NGS and Flow Cytometry Reshape Treatment Paradigms in Acute Myeloid Leukemia
This review examines how next-generation sequencing and multicolor flow cytometry have transformed AML management, from genomics-informed classification and treatment selection to sensitive MRD detection that guides post-remission therapy. The approval of eight new AML drugs in three years, combined with NGS-based identification of actionable mutations, has created an unprecedented shift toward precision medicine. MRD negativity has emerged as a highly prognostic endpoint with growing therapeutic implications across treatment modalities.
The original study
Novel Treatment Paradigms in Acute Myeloid Leukemia.
- Authors
- Khanal N, Upadhyay Banskota S, Bhatt VR
- Journal
- Clinical pharmacology and therapeutics
- Type
- Journal Article, Research Support, N.I.H., Extramural, Review
- PMID
- 32572947
Original abstract
Acute myeloid leukemia (AML) is a heterogeneous disease marked by the presence of several driver mutations and molecular subgroups even in a single patient. The genetic and molecular heterogeneity is also reflected by a progressive shift from a morphologic classification to one informed by causative genomic changes.

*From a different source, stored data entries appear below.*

PR #1189, opened 2018-03-15
Add explicit parameter types to all parameters

JacobHenner:
This is a WIP to specify parameter datatypes where missing, and reconsider some potentially inconsistent types.


JacobHenner:
As I continue to work through this, I notice that there are a bunch of odd situations that should probably discussed. 

- Intermingling boolean and 'on'/'off' strings.
- strings for fields that could use integers
- The implicit use of Enum['opt 1', 'opt 2', false] rather than Optional[Enum['opt1 ', 'opt 2']
- Optional[Boolean] 

I'll add examples in contextual comments once I get my branch passing unit tests.

ekohl:
In https://github.com/voxpupuli/puppet-nginx/pull/1155 I started doing the same. Could be good to align the two.

JacobHenner:
Agreed. After I update my branch to pass all tests, I think it would be
best to gather consensus regarding the odd situations I mentioned, to
determine if the definition or behavior within the module needs to change.

ekohl:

Cytogenetic results and somatic mutations are increasingly being utilized to guide use of intensive chemotherapy and low-intensity chemotherapy, particularly among older adults. Utilization of next-generation sequencing in AML has led to increasing use of targeted treatments for actionable mutations. Quantitative real-time polymerase chain reaction-based mutational analysis and multicolor flow cytometry offer sensitive assays that can detect minimal residual disease (MRD). Several studies have shown that MRD negativity, as defined by specified cutoff values, is highly prognostic with potential therapeutic implications. The last 3 years mark an unprecedented history in the drug development in AML with approval of 8 new drugs and large portfolio of ongoing early and late-phase trials of several promising drugs. Multiple combinatorial trials of approved agents and approval of newer agents in the future will continue to change the therapeutic landscape of AML.